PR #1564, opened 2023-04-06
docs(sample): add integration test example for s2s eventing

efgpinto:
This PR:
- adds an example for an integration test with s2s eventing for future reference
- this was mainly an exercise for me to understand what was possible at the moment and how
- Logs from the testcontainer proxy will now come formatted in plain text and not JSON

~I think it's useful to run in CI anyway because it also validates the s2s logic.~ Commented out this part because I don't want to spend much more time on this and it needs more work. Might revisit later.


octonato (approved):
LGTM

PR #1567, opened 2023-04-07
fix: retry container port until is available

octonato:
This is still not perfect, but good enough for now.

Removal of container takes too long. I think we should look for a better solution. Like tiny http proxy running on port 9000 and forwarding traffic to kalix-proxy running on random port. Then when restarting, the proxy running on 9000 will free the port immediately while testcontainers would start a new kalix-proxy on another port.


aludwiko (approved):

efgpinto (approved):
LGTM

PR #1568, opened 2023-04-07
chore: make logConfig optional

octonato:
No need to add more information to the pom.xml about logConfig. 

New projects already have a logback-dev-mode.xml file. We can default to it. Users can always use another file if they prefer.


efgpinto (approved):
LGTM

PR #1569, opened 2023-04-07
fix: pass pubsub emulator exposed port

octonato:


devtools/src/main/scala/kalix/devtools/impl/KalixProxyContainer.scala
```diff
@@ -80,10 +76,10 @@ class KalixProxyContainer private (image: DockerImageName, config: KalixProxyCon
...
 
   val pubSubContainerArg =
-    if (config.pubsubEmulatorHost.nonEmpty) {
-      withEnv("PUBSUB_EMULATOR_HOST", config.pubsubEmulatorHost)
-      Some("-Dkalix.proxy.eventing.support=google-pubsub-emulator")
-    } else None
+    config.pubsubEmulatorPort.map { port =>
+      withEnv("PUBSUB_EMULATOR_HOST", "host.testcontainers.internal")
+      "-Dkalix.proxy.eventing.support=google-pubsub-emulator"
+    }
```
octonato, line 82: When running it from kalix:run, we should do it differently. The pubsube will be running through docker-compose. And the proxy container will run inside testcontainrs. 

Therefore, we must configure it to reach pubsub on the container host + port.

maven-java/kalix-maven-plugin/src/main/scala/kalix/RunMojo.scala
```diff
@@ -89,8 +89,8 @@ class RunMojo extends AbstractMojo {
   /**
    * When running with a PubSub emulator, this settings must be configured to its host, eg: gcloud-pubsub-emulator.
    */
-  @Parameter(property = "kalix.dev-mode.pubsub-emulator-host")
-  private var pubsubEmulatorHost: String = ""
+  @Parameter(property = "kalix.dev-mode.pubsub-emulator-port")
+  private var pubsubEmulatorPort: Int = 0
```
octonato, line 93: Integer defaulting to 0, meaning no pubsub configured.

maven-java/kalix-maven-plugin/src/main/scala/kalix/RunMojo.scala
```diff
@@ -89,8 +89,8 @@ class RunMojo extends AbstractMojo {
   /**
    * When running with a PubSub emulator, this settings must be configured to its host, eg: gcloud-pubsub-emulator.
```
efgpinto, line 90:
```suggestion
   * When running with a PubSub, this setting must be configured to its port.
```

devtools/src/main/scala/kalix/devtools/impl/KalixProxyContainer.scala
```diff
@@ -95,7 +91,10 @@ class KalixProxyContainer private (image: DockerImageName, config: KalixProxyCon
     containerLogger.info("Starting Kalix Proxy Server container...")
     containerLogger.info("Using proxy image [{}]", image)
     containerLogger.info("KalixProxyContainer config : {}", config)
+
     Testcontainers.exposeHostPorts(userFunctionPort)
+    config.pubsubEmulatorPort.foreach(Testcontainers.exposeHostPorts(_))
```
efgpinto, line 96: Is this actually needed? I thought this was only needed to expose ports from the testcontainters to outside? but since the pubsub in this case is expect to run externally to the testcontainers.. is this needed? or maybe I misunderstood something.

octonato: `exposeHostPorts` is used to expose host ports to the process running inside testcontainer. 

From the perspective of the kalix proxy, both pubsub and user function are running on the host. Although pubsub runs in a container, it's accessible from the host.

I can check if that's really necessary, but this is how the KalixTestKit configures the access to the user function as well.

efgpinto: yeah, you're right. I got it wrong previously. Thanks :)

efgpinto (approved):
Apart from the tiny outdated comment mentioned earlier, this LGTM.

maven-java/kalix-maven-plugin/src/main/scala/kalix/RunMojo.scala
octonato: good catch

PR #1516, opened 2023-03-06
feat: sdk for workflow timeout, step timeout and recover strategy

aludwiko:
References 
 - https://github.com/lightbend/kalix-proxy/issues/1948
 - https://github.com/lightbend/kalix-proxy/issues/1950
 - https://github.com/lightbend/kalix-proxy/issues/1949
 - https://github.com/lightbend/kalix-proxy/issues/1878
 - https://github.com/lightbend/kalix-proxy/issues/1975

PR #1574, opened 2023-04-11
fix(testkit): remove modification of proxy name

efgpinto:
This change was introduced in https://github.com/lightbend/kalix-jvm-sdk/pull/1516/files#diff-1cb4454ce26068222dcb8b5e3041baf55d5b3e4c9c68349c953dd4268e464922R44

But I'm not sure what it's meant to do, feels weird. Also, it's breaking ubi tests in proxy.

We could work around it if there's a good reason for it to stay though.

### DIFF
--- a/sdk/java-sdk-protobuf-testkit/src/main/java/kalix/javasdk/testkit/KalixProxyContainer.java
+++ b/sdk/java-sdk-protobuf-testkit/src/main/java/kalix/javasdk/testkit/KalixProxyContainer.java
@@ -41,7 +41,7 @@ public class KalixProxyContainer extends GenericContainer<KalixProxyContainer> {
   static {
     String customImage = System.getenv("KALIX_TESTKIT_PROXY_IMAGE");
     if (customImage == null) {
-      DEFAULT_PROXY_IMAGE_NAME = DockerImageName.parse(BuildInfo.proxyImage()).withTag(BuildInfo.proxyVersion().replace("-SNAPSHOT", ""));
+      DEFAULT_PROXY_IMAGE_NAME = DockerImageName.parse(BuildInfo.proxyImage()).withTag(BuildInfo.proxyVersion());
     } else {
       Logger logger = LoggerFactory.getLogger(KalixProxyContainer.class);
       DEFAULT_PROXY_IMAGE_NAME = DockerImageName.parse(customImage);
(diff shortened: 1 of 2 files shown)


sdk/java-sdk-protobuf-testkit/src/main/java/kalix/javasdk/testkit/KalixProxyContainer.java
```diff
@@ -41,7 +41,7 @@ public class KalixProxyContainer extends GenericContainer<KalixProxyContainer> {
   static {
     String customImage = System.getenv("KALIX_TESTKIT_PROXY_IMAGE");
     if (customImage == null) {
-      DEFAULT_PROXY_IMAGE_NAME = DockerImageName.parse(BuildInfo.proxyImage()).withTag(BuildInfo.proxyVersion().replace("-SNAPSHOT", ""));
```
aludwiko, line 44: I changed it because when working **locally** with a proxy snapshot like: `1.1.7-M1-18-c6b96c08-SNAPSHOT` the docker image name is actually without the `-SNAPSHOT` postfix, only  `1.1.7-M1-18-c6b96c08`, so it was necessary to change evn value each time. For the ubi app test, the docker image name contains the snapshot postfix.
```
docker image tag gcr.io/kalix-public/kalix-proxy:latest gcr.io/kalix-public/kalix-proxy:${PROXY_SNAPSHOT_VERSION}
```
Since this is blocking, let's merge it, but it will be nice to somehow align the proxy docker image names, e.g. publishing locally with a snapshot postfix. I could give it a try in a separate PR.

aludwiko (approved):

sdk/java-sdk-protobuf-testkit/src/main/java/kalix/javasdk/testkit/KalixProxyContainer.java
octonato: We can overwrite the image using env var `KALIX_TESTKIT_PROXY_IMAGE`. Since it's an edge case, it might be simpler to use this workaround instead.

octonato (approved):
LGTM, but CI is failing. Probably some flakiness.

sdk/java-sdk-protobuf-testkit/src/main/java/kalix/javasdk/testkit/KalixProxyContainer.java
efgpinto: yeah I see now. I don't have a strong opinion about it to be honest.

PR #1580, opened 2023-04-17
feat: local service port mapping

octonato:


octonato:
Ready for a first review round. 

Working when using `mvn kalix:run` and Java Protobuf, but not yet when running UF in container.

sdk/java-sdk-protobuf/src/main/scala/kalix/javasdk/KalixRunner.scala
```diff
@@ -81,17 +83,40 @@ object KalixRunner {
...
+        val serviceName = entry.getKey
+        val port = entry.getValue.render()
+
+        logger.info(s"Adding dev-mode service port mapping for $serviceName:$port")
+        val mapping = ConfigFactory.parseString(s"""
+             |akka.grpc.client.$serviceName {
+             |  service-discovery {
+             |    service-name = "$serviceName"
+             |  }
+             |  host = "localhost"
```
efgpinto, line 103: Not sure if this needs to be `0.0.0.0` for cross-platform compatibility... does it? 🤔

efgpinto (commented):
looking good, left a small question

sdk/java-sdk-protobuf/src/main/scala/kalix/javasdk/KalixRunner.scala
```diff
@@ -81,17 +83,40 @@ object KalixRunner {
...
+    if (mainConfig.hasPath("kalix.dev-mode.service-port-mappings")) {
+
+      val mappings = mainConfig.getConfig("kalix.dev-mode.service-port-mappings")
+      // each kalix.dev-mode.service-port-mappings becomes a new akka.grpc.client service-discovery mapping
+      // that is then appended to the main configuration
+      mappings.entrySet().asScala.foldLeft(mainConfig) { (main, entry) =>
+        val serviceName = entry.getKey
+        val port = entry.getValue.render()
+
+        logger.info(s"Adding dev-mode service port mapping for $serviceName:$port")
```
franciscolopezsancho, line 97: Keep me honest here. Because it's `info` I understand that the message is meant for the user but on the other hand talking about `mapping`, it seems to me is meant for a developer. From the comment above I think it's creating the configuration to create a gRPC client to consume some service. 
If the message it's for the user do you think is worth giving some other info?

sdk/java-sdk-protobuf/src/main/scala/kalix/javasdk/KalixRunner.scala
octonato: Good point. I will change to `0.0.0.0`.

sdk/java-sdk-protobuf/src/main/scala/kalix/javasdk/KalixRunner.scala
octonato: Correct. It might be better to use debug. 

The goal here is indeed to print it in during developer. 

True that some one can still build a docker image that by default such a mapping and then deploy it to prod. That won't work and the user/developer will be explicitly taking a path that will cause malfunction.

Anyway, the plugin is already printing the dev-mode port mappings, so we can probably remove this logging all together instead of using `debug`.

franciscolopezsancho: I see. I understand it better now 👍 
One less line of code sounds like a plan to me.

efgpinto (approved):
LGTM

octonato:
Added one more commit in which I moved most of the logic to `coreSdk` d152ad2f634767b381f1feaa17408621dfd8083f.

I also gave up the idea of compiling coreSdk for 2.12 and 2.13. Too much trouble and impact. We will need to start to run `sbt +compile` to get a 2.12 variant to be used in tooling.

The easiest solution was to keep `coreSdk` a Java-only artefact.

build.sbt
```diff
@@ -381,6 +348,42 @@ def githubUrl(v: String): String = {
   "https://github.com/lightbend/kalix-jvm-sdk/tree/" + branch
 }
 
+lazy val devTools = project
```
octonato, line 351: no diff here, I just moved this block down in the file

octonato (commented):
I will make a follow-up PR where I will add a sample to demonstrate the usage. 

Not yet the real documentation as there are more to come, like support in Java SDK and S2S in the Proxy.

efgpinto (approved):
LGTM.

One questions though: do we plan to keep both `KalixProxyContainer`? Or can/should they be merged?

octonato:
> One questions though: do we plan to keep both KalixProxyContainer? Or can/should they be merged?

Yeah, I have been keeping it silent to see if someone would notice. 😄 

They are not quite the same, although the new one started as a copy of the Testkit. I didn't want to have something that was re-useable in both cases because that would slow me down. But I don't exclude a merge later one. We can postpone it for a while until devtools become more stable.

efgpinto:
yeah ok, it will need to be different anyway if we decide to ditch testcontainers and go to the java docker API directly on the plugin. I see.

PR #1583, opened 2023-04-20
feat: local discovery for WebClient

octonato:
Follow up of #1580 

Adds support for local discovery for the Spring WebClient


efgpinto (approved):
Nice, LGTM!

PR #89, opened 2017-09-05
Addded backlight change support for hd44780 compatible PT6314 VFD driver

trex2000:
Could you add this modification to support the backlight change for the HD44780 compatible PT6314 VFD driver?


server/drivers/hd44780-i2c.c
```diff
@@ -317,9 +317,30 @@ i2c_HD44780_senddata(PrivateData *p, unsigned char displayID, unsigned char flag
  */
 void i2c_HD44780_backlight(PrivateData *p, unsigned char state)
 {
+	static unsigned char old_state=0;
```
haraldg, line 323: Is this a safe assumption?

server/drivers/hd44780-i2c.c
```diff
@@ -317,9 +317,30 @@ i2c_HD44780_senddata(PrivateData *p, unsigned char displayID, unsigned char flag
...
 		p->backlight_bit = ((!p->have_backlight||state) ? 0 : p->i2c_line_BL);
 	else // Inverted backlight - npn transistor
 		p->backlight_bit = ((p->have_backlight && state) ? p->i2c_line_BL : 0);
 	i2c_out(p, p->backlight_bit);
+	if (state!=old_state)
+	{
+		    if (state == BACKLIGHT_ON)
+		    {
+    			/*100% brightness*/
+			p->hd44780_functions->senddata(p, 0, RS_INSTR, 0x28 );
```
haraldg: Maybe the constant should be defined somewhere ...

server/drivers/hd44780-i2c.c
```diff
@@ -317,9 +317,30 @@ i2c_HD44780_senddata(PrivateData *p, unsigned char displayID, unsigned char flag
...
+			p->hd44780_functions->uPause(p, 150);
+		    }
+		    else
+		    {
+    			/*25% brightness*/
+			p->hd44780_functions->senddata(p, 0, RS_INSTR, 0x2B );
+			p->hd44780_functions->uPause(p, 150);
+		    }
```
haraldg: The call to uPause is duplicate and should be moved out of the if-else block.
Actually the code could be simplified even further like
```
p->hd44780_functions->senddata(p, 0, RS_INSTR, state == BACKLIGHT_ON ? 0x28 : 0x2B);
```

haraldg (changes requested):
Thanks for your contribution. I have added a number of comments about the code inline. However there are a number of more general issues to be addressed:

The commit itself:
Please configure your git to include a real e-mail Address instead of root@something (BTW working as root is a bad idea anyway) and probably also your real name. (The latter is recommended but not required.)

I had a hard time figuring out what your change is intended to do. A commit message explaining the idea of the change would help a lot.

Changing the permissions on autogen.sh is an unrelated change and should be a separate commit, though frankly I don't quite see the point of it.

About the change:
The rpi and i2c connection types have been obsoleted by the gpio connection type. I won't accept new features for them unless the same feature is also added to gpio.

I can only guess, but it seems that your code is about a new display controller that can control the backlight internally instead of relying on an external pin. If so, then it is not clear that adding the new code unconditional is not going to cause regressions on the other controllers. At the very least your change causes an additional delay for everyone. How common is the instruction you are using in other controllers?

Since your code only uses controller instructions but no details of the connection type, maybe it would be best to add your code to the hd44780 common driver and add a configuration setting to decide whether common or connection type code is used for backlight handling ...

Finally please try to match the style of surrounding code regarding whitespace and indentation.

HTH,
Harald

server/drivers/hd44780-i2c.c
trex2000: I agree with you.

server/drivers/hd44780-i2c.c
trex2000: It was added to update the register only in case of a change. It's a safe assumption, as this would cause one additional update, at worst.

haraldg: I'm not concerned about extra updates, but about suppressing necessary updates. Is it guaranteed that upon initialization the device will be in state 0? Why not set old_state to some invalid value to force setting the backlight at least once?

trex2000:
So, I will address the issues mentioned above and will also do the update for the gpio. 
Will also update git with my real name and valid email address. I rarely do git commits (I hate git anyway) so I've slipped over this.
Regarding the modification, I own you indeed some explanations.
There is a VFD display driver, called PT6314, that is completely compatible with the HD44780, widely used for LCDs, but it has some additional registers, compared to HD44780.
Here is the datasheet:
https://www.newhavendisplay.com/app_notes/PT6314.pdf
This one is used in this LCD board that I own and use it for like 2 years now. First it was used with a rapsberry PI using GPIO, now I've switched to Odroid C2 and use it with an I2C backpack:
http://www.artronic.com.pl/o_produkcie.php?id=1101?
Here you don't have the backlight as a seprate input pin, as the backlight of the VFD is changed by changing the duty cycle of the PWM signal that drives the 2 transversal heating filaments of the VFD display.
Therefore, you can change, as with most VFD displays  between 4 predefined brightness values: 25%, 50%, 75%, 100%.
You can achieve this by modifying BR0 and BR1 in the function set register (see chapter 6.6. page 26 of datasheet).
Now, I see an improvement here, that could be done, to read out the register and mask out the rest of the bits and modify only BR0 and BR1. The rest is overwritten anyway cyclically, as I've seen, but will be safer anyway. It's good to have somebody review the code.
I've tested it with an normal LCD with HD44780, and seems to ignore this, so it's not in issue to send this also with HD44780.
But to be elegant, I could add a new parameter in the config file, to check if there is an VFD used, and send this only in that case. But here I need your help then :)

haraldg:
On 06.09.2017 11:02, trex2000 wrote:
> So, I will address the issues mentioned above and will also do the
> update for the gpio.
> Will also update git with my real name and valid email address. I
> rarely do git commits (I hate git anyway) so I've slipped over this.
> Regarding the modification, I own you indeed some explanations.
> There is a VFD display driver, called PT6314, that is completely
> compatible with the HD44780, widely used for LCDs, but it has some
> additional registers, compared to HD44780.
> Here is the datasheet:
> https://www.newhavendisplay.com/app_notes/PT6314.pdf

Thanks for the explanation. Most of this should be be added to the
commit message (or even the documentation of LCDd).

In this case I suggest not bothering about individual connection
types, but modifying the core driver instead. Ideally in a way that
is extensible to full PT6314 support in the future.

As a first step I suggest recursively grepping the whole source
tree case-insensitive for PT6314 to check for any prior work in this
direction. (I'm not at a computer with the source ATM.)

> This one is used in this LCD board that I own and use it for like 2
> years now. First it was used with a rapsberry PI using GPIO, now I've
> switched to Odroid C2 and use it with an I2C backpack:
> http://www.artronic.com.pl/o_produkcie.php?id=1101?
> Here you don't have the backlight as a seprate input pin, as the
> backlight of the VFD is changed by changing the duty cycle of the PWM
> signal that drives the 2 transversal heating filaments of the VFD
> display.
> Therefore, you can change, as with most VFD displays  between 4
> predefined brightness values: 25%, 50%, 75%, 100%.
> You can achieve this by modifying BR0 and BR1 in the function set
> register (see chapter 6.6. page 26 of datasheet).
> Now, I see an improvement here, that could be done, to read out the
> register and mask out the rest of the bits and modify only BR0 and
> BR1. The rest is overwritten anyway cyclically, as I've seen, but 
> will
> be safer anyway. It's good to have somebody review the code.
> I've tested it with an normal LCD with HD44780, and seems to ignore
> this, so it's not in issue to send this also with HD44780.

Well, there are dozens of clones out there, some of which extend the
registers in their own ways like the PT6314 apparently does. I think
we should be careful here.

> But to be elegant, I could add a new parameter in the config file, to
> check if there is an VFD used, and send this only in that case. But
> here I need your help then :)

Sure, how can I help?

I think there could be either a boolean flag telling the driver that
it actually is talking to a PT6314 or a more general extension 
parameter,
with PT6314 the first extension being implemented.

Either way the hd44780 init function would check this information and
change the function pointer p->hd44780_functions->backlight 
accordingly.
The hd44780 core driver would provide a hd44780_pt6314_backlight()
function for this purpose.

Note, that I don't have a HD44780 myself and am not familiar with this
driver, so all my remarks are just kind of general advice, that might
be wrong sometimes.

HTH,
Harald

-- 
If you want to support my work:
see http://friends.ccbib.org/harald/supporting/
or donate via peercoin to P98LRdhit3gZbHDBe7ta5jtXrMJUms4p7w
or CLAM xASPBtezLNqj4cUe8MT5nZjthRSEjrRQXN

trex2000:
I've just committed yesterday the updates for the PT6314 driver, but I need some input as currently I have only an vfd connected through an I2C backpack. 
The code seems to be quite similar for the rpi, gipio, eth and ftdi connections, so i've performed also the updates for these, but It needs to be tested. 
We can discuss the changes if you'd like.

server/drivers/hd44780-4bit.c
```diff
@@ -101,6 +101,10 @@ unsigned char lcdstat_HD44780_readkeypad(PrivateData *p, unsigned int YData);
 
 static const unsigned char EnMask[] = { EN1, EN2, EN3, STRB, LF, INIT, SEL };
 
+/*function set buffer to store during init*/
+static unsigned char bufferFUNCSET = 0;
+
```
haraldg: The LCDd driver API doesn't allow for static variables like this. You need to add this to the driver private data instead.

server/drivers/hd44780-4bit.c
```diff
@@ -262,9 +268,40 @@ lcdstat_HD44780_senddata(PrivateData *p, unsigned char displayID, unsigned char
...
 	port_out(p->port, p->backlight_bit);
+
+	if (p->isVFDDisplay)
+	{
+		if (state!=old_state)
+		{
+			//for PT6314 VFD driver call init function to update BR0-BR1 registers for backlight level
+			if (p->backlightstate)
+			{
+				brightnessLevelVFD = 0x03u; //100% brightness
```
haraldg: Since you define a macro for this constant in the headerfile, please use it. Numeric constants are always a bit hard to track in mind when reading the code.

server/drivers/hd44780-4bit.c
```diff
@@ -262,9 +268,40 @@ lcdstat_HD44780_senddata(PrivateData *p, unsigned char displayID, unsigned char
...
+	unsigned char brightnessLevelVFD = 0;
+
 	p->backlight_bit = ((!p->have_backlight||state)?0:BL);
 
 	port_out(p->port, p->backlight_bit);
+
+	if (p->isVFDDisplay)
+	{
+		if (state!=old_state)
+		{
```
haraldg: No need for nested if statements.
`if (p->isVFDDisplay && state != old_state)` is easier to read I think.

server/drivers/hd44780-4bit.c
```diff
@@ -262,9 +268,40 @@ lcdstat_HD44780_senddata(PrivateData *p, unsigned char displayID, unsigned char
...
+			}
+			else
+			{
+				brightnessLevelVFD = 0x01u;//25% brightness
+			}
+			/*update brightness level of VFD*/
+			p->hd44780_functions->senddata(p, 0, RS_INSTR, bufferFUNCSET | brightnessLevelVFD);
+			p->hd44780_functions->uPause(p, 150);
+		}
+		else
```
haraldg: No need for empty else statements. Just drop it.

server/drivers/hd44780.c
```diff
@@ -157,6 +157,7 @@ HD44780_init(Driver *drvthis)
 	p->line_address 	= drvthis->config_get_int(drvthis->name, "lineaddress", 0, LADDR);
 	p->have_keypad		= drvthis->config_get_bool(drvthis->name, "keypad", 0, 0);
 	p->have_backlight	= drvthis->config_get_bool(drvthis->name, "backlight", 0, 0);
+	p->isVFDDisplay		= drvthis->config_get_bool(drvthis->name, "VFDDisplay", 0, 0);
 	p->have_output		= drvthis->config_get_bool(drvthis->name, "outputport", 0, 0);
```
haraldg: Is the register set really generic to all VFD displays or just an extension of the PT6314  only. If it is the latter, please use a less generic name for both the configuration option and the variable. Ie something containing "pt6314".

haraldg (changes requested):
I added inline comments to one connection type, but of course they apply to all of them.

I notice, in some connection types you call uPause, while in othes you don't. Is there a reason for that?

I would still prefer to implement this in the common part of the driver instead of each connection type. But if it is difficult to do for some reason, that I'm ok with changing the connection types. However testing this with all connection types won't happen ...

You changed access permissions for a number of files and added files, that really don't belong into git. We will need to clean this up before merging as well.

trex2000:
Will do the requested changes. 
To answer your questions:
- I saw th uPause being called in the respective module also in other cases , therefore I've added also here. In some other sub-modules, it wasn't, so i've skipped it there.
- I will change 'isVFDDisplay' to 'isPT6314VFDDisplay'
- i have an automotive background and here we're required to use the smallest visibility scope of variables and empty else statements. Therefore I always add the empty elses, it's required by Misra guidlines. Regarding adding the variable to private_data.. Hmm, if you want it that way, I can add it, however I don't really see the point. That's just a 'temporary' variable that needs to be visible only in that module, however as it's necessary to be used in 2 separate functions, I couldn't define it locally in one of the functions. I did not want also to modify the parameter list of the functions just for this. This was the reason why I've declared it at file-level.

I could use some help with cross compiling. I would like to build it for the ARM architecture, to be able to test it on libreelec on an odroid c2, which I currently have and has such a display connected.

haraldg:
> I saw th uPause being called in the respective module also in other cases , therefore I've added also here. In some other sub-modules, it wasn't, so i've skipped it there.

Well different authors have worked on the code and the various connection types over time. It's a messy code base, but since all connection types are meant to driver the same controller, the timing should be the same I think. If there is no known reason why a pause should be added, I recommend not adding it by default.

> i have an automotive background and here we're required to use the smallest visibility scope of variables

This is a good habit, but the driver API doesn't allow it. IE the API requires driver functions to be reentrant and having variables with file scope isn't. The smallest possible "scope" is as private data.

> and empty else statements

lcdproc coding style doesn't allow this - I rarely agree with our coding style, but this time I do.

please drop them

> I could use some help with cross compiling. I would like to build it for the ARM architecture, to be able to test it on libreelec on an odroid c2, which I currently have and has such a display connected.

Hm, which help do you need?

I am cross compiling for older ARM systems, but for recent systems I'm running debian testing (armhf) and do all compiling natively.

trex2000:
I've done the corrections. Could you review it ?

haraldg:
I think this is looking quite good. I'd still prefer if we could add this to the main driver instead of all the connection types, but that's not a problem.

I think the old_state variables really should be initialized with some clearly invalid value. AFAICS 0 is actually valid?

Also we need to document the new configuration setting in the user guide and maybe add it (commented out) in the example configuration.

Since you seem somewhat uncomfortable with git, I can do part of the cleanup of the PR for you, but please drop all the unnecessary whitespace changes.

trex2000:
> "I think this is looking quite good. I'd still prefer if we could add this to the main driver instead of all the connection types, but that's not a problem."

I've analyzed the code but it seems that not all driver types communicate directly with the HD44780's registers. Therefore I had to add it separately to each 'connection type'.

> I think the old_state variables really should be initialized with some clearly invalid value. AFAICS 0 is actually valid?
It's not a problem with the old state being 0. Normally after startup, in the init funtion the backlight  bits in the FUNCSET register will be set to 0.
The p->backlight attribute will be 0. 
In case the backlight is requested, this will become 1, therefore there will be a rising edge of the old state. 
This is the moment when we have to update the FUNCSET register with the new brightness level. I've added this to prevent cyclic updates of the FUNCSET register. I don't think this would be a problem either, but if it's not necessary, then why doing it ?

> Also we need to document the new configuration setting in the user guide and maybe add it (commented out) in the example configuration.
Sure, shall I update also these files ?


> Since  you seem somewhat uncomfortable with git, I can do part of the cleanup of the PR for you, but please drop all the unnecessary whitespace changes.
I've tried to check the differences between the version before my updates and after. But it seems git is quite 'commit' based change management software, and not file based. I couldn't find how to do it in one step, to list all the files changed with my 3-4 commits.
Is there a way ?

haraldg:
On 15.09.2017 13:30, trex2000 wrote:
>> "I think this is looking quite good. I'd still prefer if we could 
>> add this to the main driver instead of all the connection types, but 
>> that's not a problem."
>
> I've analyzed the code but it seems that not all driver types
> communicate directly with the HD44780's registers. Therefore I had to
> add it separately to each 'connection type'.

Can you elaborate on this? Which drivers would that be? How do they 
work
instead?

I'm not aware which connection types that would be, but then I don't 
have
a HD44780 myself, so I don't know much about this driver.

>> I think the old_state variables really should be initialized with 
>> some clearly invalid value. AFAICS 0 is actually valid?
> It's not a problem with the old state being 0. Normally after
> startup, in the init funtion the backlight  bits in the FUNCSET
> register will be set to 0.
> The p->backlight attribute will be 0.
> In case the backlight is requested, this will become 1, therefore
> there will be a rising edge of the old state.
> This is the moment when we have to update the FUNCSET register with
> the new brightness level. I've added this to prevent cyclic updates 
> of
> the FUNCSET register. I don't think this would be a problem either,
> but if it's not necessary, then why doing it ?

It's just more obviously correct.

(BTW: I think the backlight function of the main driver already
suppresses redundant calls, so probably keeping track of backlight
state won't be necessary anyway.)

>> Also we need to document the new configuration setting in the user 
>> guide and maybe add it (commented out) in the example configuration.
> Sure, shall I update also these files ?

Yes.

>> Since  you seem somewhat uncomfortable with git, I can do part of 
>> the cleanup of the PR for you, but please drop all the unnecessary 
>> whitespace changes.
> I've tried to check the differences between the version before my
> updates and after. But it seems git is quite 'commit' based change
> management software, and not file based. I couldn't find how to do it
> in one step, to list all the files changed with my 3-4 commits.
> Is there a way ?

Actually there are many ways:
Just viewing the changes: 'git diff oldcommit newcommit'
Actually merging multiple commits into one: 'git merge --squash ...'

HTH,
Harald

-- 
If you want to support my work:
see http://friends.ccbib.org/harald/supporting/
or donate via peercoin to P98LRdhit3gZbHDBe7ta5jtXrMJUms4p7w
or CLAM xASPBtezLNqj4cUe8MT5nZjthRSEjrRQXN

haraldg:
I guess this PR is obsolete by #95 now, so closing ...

**Goal of the exercise**
Return, unchanged, the run of lines above that opens with the line containing "direction. (I'm not" and closes with the line containing "Well, there are". Include both.

**Task output**
direction. (I'm not at a computer with the source ATM.)

> This one is used in this LCD board that I own and use it for like 2
> years now. First it was used with a rapsberry PI using GPIO, now I've
> switched to Odroid C2 and use it with an I2C backpack:
> http://www.artronic.com.pl/o_produkcie.php?id=1101?
> Here you don't have the backlight as a seprate input pin, as the
> backlight of the VFD is changed by changing the duty cycle of the PWM
> signal that drives the 2 transversal heating filaments of the VFD
> display.
> Therefore, you can change, as with most VFD displays  between 4
> predefined brightness values: 25%, 50%, 75%, 100%.
> You can achieve this by modifying BR0 and BR1 in the function set
> register (see chapter 6.6. page 26 of datasheet).
> Now, I see an improvement here, that could be done, to read out the
> register and mask out the rest of the bits and modify only BR0 and
> BR1. The rest is overwritten anyway cyclically, as I've seen, but 
> will
> be safer anyway. It's good to have somebody review the code.
> I've tested it with an normal LCD with HD44780, and seems to ignore
> this, so it's not in issue to send this also with HD44780.

Well, there are dozens of clones out there, some of which extend the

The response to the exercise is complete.